→ **WHAT TO PRODUCE**
The entries below should be copied exactly and completely.

→ **LISTED RECORDS**
----
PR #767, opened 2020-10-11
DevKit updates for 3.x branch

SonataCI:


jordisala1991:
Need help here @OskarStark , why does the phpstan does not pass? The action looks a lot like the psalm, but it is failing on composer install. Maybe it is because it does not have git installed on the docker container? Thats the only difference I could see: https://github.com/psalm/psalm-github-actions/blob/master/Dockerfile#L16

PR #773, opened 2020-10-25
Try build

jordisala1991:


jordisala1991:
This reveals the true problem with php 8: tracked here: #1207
----
→ **RESPONSE TO THE TASK**
PR #767, opened 2020-10-11
DevKit updates for 3.x branch

SonataCI:


jordisala1991:
Need help here @OskarStark , why does the phpstan does not pass? The action looks a lot like the psalm, but it is failing on composer install. Maybe it is because it does not have git installed on the docker container? Thats the only difference I could see: https://github.com/psalm/psalm-github-actions/blob/master/Dockerfile#L16

PR #773, opened 2020-10-25
Try build

jordisala1991:


jordisala1991:
This reveals the true problem with php 8: tracked here: #1207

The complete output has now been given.